GROWING CROPS IN STRUCTURES
If you want to get more serious about fall-to-winter food, a versatile and satisfying method is to set up a permanent cold frame, which you can make yourself or purchase. Though these often are used in spring to protect seedlings from cool weather while helping them acclimate to life outdoors, they also are great for fall use. You can easily raise any of the abovementioned fast-growing greens within.
A cold frame is simply a sheltering bottomless box with a transparent lid that you place over the dirt in your garden. There are many cold frame kits on the market, or you can make one out of an old window or attach heavy plastic or fiberglass to a wooden frame—anything that seals the top and lets light through. A minimum size of four feet long and three feet wide accommodates enough of one crop or several similar ones to feed two to four people. Don’t make the box wider than three feet, or you’ll have trouble reaching your harvest!

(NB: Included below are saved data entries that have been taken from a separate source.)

PR #36047, opened 2020-04-28
Add support for retrieving temporal extent from WMS-T version 1.1

nyalldawson:
e.g. allows correct use of temporal capabilities from https://ies-ows.jrc.ec.europa.eu/effis

@samweli as discussed

### DIFF
--- a/src/providers/wms/qgswmscapabilities.cpp
+++ b/src/providers/wms/qgswmscapabilities.cpp
@@ -1049,8 +1049,6 @@ void QgsWmsCapabilities::parseLegendUrl( const QDomElement &element, QgsWmsLegen
 
 void QgsWmsCapabilities::parseDimension( const QDomElement &element, QgsWmsDimensionProperty &dimensionProperty )
 {
-
-  // TODO, check for the name value if it is time, implement WMS-T support
   dimensionProperty.name = element.attribute( QStringLiteral( "name" ) );
   dimensionProperty.units = element.attribute( QStringLiteral( "units" ) );
   dimensionProperty.unitSymbol = element.attribute( QStringLiteral( "unitSymbol" ) );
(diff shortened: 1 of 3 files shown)


src/providers/wms/qgswmscapabilities.cpp
```diff
@@ -1077,6 +1075,39 @@ void QgsWmsCapabilities::parseDimension( const QDomElement &element, QgsWmsDimen
   dimensionProperty.extent = element.text();
 }
 
+void QgsWmsCapabilities::parseExtent( const QDomElement &element, QVector<QgsWmsDimensionProperty> &dimensionProperties )
+{
+  const QString name = element.attribute( QStringLiteral( "name" ) );
+  // try to find correponsding dimension property -- i.e. we upgrade the WMS 1.1 split of Dimension and Extent to 1.3 style where Dimension holds the extent information
```
elpaso, line 1081:
```suggestion
  // try to find corresponding dimension property -- i.e. we upgrade the WMS 1.1 split of Dimension and Extent to 1.3 style where Dimension holds the extent information
```

src/providers/wms/qgswmscapabilities.cpp
```diff
@@ -1077,6 +1075,39 @@ void QgsWmsCapabilities::parseDimension( const QDomElement &element, QgsWmsDimen
...
+    if ( it->name == name )
+    {
+      it->extent = element.text();
+
+      it->defaultValue = element.attribute( QStringLiteral( "default" ) );
+
+      if ( !element.attribute( QStringLiteral( "multipleValues" ) ).isNull() )
+      {
+        QString multipleValuesAttribute = element.attribute( QStringLiteral( "multipleValues" ) );
+        it->multipleValues = ( multipleValuesAttribute == QLatin1String( "1" ) || multipleValuesAttribute == QLatin1String( "true" ) );
```
elpaso, line 1093:
```suggestion
        it->multipleValues = ( multipleValuesAttribute == '1' ) || multipleValuesAttribute == QLatin1String( "true" ) );
```

elpaso (approved):

Samweli:
Looks good @nyalldawson

src/providers/wms/qgswmscapabilities.cpp
nyalldawson: Actually there's no QString operator==( QChar ) overload, so this would use the `QString( QChar() )` implicit constructor and end up calling `operator==( QString )`. Eeek - we're actually better off leaving it at QLatin1String to utilise the optimised equality operator.

PR #36064, opened 2020-04-28
Set maximum time step to max int. Fix #35887.

### LINKED ISSUE #35887: Not possible to set the time step to more than 99.990 units
In the new Time Manager panel, I cannot set the time to more than 99.990 units. I know you can jump to the next time unit (e.g. instead of 300 seconds, using 5 minutes), but users should be able to change to whatever value they want.
Peek 2020-04-21 07-34

ismailsunni:
## Description
Set maximum time step to max int. Fix #35887.


saberraz:
Thanks @ismailsunni !!

nyalldawson (approved):

PR #36065, opened 2020-04-28
[feature][processing] Complete random raster algorithm collection

root676:
## Description

_Some random stuff again..._

This PR refactors and completes the recently added work on **random number raster layer creation algorithms** (see [#35835.](https://github.com/qgis/QGIS/pull/35835)) With the new algorithms aimed towards distribution based random number creation, QGIS reaches to the same level of functionality as current ArcGIS random raster creation tools. In total, the PR adds the following algorithms (normal and uniform raster layer creation algs are refactored to be in line the new naming scheme):

- Create random raster layer (binomial distribution)
- Create random raster layer (exponential distribution)
- Create random raster layer (gamma distribution)
- Create random raster layer (negative binomial distribution)
- Create random raster layer (normal distribution)
- Create random raster layer (poisson distribution)
- Create random raster layer (uniform distribution)

Tests have been added for the algorithms data type choices.
I'm looking forward to comments/questions/reviews/etc.!


nyalldawson:
@root676 this is GREAT! :smile: 

Looking at the algorithms, there's a lot of common code between them all (basically everything after the creation of the random distribution is identical). I think we could avoid a lot of the duplicate code by making a common base class for the algorithms. Are you comfortable doing this?

root676:
Thanks, Yes I thought about this too... the first time I wanted to implement the algorithms I actually tried to do it with a base class (similar to the Fuzzify algs). But then I ran into some troubles because the random number distribution objects and available raster data types vary (also in type) among all algorithms. I saw no chance in using them as an argument in a pure virtual `obtainRandomNumber(distribution)` method). Do you have any hint on how to solve this with a design pattern (maybe strategy pattern: encapsulate the things that vary...)? I'll sure give it a try! :+1:

root676:
I think I have got a solution to the problem, I think I'll push the changes in a new PR and close this one. What do you think?

PR #36069, opened 2020-04-28
add expression close_line

JanCaha:
Adds expression `close_line` which returns closed LineString geometry if the LineString was not previously closed. Includes tests and documentation.

I am not completely sure how to handle multipart lines. Right now these return `QVariant()` as any geometry that is not `QgsLineString`.

### DIFF
--- a/resources/function_help/json/close_line
+++ b/resources/function_help/json/close_line
@@ -1,0 +1,8 @@
+{
+  "name": "close_line",
+  "type": "function",
+  "description": "Returns closed line string of the input line string by appending the first point to the end of the line, if it is not already closed. If the geometry is not a line string or if it is a multi line string then the result will be null.",
+  "arguments": [ {"arg":"geometry","description":"a line string geometry"}],
+  "examples": [ { "expression":"geom_to_wkt(close_line(geom_from_wkt('LINESTRING(0 0, 1 0, 1 1)')))", "returns":"LineString (0 0, 1 0, 1 1, 0 0)"},
+                { "expression":"geom_to_wkt(close_line(geom_from_wkt('LINESTRING(0 0, 1 0, 1 1, 0 0)')))", "returns":"LineString (0 0, 1 0, 1 1, 0 0)"}]
+}
--- a/resources/function_help/json/close_line
+++ b/resources/function_help/json/close_line
@@ -1,7 +1,7 @@
 {
   "name": "close_line",
   "type": "function",
-  "description": "Returns closed line string of the input line string by appending the first point to the end of the line, if it is not already closed. If the geometry is not a line string or if it is a multi line string then the result will be null.",
+  "description": "Returns a closed line string of the input line string by appending the first point to the end of the line, if it is not already closed. If the geometry is not a line string or multi line string then the result will be null.",
   "arguments": [ {"arg":"geometry","description":"a line string geometry"}],
   "examples": [ { "expression":"geom_to_wkt(close_line(geom_from_wkt('LINESTRING(0 0, 1 0, 1 1)')))", "returns":"LineString (0 0, 1 0, 1 1, 0 0)"},
                 { "expression":"geom_to_wkt(close_line(geom_from_wkt('LINESTRING(0 0, 1 0, 1 1, 0 0)')))", "returns":"LineString (0 0, 1 0, 1 1, 0 0)"}]
--- a/src/core/expression/qgsexpressionfunction.cpp
+++ b/src/core/expression/qgsexpressionfunction.cpp
@@ -3392,6 +3392,24 @@ static QVariant fcnIsClosed( const QVariantList &values, const QgsExpressionCont
   return QVariant::fromValue( curve->isClosed() );
 }
 
+static QVariant fcnCloseLine( const QVariantList &values, const QgsExpressionContext *, QgsExpression *parent, const QgsExpressionNodeFunction * )
+{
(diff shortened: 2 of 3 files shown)


nyalldawson:
> I am not completely sure how to handle multipart lines. Right now these return QVariant() as any geometry that is not QgsLineString

Maybe we should close ALL the parts of a multilinestring? I agree that it's not an obvious answer, but I think that would be more predictable then skipping these. (There's also the situation that linestring shapefiles always import as multilinestrings)

src/core/expression/qgsexpressionfunction.cpp
```diff
@@ -3392,6 +3392,24 @@ static QVariant fcnIsClosed( const QVariantList &values, const QgsExpressionCont
...
+
+  if ( geom.isNull() || geom.isMultipart() )
+    return QVariant();
+
+  const QgsLineString *line = qgsgeometry_cast< const QgsLineString * >( geom.constGet() );
+
+  if ( !line )
+    return QVariant();
+
+  QgsLineString *closed_line = line->clone();
```
nyalldawson, line 3407:
```suggestion
  std::unique_ptr< QgsLineString > closedLine( line->clone() );
```

nyalldawson:
Nice addition!!

src/core/expression/qgsexpressionfunction.cpp
JanCaha: I was wondering how to do this correctly. My solution worked, but I was thinking that there is probably a more correct solution. Is there a specific reason why to handle it like this?

JanCaha:
@nyalldawson may I ask for some advice? I spend quite some on it and I am not able to move forward.

I have something like this, which is roughly inspired by `fcnReverse`. 

```
const QgsLineString *line = qgsgeometry_cast< const QgsLineString * >( geom.constGet() );

  if ( !line && geom.isMultipart())
  {
    if ( const QgsGeometryCollection *collection = qgsgeometry_cast< const QgsGeometryCollection * >( geom.constGet() ) )
    {
      std::unique_ptr< QgsGeometryCollection > closed( collection->createEmptyWithSameType() );

      for ( int i = 0; i < collection->numGeometries(); ++i )
      {
        line = qgsgeometry_cast< const QgsLineString * >( collection->geometryN( i ) );

        std::unique_ptr< QgsLineString > closedLine( line->clone());
        closedLine->close();

        closed->addGeometry( closedLine );
      }

      return QVariant::fromValue( closed );
    }    
  }
```
However the line ` closed->addGeometry( closedLine );` throws an error (QgsLineString cannot be used in addGeometry()). I understand the error but have no idea how to get around it. It seems that I quite dont get the conversions amongst all these geometry types.

nyalldawson:
I think the issue comes from here:

```
        std::unique_ptr< QgsLineString > closedLine( line->clone());
        closedLine->close();
        closed->addGeometry( closedLine ); <<<<<<
```

Because closedLine is a unique pointer, you need to release ownership of the associated value, which you'd do via:

```
        closed->addGeometry( closedLine.release() );
```

But more generally, I think you're correct in that we should adapt the close_line function to follow the general structure from fcnReverse. So I think the result would look something like this:

```
  QVariant result;
  if ( !fGeom.isMultipart() )
  {
    const QgsLineString *line = qgsgeometry_cast<const QgsLineString * >( fGeom.constGet() );
    if ( !line )
      return QVariant();

    std::unique_ptr< QgsLineString > closedLine( line->clone() );
    closedLine->close();
    result = QVariant::fromValue( QgsGeometry( std::move( closedLine ) ) );
  }
  else
  {
    const QgsGeometryCollection *collection = qgsgeometry_cast< const QgsGeometryCollection *>( fGeom.constGet() );
    std::unique_ptr< QgsGeometryCollection > closed( collection->createEmptyWithSameType() );
    for ( int i = 0; i < collection->numGeometries(); ++i )
    {
      if ( const QgsLineString *line = qgsgeometry_cast<const QgsLineString * >( collection->geometryN( i ) ) )
      {
        std::unique_ptr< QgsLineString > closedLine( line->clone() );
        closedLine->close();
        closed->addGeometry( closedLine.release() );
      }
    }
    result = QVariant::fromValue( QgsGeometry( std::move( closed ) ) );
  }
  return result;
```

JanCaha:
Perfect. I integrated your solution into what was already done and it seems to be working well.

Btw: Can you suggest me something to read regarding the pointers? It seems that I dont quite get it. Could be generally C++ or QGIS related.

resources/function_help/json/close_line
```diff
@@ -0,0 +1,8 @@
+{
+  "name": "close_line",
+  "type": "function",
+  "description": "Returns closed line string of the input line string by appending the first point to the end of the line, if it is not already closed. If the geometry is not a line string or if it is a multi line string then the result will be null.",
```
nyalldawson, line 4:
```suggestion
  "description": "Returns a closed line string of the input line string by appending the first point to the end of the line, if it is not already closed. If the geometry is not a line string or multi line string then the result will be null.",
```

nyalldawson (approved):

nyalldawson:
> Can you suggest me something to read regarding the pointers? It seems that I dont quite get it. Could be generally C++ or QGIS related.

std::unique_ptr is a new(ish) c++11 thing. https://www.internalpointers.com/post/beginner-s-look-smart-pointers-modern-c is a decent introduction to them...

nyalldawson:
Thanks @JanCaha !

PR #36072, opened 2020-04-28
Backport two crash fixes to 3.10

nyalldawson:
@m-kuhn given that these are crash fixes, I think we should merge immediately. What do you think?


nirvn (approved):

m-kuhn:
> @m-kuhn given that these are crash fixes, I think we should merge immediately. What do you think?

Agreed, what's worse than a crash?

m-kuhn (approved):

PR #36081, opened 2020-04-29
Reduce margins in vector and mesh layer properties dialog

DelazJ:
digitizingtabmixed
3dviewconfigmixed


PeterPetrik:
thanks, looks good

PR #36082, opened 2020-04-29
Improving mesh symbology dialogs (part 1)

DelazJ:
Trying to fix some issues in the mesh layer properties and make them look like other dialogs:
* Use gridLayout instead of combination of horizontal + vertical layouts with no particular setting
* Reduce vertical spacer size and margins to remove unnecessary scrollbar/space, fix alignment
* Add label to widgets to mimic other others in QGIS
* Add tabstops

meshaveragemixed
meshcontoursmixed
meshgridmixed

I think we can get rid of the bold text on top of the tabs being a groupbox label. It can simply be a label/checkbox (as in labels dialog), more coherent with other dialogs with advantages of giving back more spacing for actual widgets. Opinion?
Btw other suggestions welcome. I did not tackle the vector tab, yet.

### DIFF
--- a/src/ui/mesh/qgsmeshrenderer3daveragingwidgetbase.ui
+++ b/src/ui/mesh/qgsmeshrenderer3daveragingwidgetbase.ui
@@ -6,14 +6,14 @@
    <rect>
     <x>0</x>
     <y>0</y>
-    <width>852</width>
-    <height>552</height>
+    <width>454</width>
+    <height>179</height>
    </rect>
   </property>
   <property name="windowTitle">
    <string notr="true">Form</string>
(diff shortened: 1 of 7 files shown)


PeterPetrik:
thanks, looks good

nyalldawson:
Ah, good move! These mesh widgets have always looked rather "3rd party", so it's nice to see them being improved :smile:

nyalldawson:
> I think we can get rid of the bold text on top of the tabs being a groupbox label. It can simply be a label/checkbox (as in labels dialog)

Yes, I agree. I dislike the nested group box approach which is currently used

PR #36087, opened 2020-04-29
Functions for adding a variant of bool params in provider metadata

Samweli:
From this discussion https://github.com/qgis/QGIS/pull/35741#discussion_r416396465.

This PR adds a consistent way of handling bool values in providers uri parameters.

### DIFF
--- a/tests/src/core/testqgsprovidermetadata.cpp
+++ b/tests/src/core/testqgsprovidermetadata.cpp
@@ -1,0 +1,128 @@
+/***************************************************************************
+                         testqgsprovidermetadata.cpp
+                         ---------------
+    begin                : April 2020
+    copyright            : (C) 2020 by Samweli Mwakisambwe
+    email                : samweli at kartoza dot com
+ ***************************************************************************/
+
+/***************************************************************************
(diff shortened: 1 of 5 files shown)


Samweli:
ping @elpaso

tests/src/core/testqgsprovidermetadata.cpp
```diff
@@ -0,0 +1,128 @@
...
+void TestQgsProviderMetadata::cleanup()
+{
+}
+
+void TestQgsProviderMetadata::cleanupTestCase()
+{
+  QgsApplication::exitQgis();
+}
+
+void TestQgsProviderMetadata::checkBoolParameterSetting()
```
elpaso, line 70: Perfect! 
If you want, you can also use https://doc.qt.io/qt-5/qttestlib-tutorial2-example.html

elpaso (approved):

tests/src/core/testqgsprovidermetadata.cpp
Samweli: ooh that is so cool!

PR #36089, opened 2020-04-29
Feature browser for preview in expression builder

3nids:
This adds a feature browser to the expression builder so one can browse features to see the result of the expression
image

A new widget is brought: `QgsFeaturePickerWidget`. For the moment, it's a simple combobox (but inherits widget so we can add a map picker button later on). It behaves the same way than the one in the relation reference widget (an editable combobox).

It relies on the same base model (`QgsFeatureFilterModel`). A new abstract class `QgsFeaturePickerModelBase` regroups the logic of the, and the new model is called `QgsFeaturePickerModel`.
Basically the `QgsFeaturePickerModel` used the feature id to identify the features while `QgsFeatureFilterModel` use a list of attributes (the foreign keys of a relation).
It declutters a bit the former model which was quite...cluttered.

As a side note, I tried to use templates for `QgsFeaturePickerModelBase`, but since templates cannot be mixed with Q_OBJECT, the alternatives sounded like the code would be less readable.

Tests have been added.

Sponsored by the **QGIS Swiss User Group**!


scripts/rename_cpp.sh
```diff
@@ -0,0 +1,32 @@
+#!/usr/bin/env bash
```
m-kuhn, line 1:
```suggestion
#!/usr/bin/env bash

# This scripts renames the name of a class as well as its header and cpp file
# (assuming they are the lowercase version of the class name).
# 
# Usage: ./scripts/rename_cpp.sh src/core QgsMyClassName QgsMyNewClassName
```

src/core/qgsfeatureexpressionvaluesgatherer.h
```diff
@@ -32,22 +33,60 @@
  *
  * \since QGIS 3.0
```
m-kuhn, line 34:
```suggestion
 * \since QGIS 3.14
```

src/core/qgsfeaturefiltermodel.h
```diff
@@ -28,111 +25,28 @@ class QgsFieldExpressionValuesGatherer;
...
 
-    Q_PROPERTY( QgsVectorLayer *sourceLayer READ sourceLayer WRITE setSourceLayer NOTIFY sourceLayerChanged )
-    Q_PROPERTY( QString displayExpression READ displayExpression WRITE setDisplayExpression NOTIFY displayExpressionChanged )
-    Q_PROPERTY( QString filterValue READ filterValue WRITE setFilterValue NOTIFY filterValueChanged )
-    Q_PROPERTY( QString filterExpression READ filterExpression WRITE setFilterExpression NOTIFY filterExpressionChanged )
-    Q_PROPERTY( bool allowNull READ allowNull WRITE setAllowNull NOTIFY allowNullChanged )
-    Q_PROPERTY( bool isLoading READ isLoading NOTIFY isLoadingChanged )
-
     /**
      * A field of sourceLayer that is unique and should be used to identify features.
```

Make your cold frame higher in the back (1.5 feet) and shorter in the front (one foot). These dimensions allow ease of harvest, while the slope of the lid permits good light collection. Set it up facing south, again for good light, ideally against a house or garage wall or a fence, to mitigate wind and cold. Attach the lid to the taller back of the cold frame with hinges.
You may be surprised at how well plants grow and thrive in a cold frame. Nice pluses: There’s hardly any weed growth, and with the sun at a low angle and not much soil-moisture evaporation, you don’t have to fuss over the plants or water them often. Just be aware that the front needs to be propped open for ventilation on warmer or sunnier days so that the contents don’t cook— intervene when the interior temperature reaches 70°. Install a thermometer or an automatic vent-controller made expressly for this purpose. Gardener’s Supply Company (Gardeners.com) sells one for about $75 or buy one wherever garden or greenhouse supplies are sold. Note: Nonelectric vent controllers like this one can lift only about 15 pounds, so it may not work with a lid made from a heavy old glass window.
Once you’ve tasted success with growing food in cooler weather, you may want to invest in a small greenhouse. Build one yourself, buy a kit or hire a contractor. For heat-retaining efficiency, a useful one should be at least 12-x-20- feet. You could spend $200 to $2,000 or more, and you will need dedicated space for it in your yard.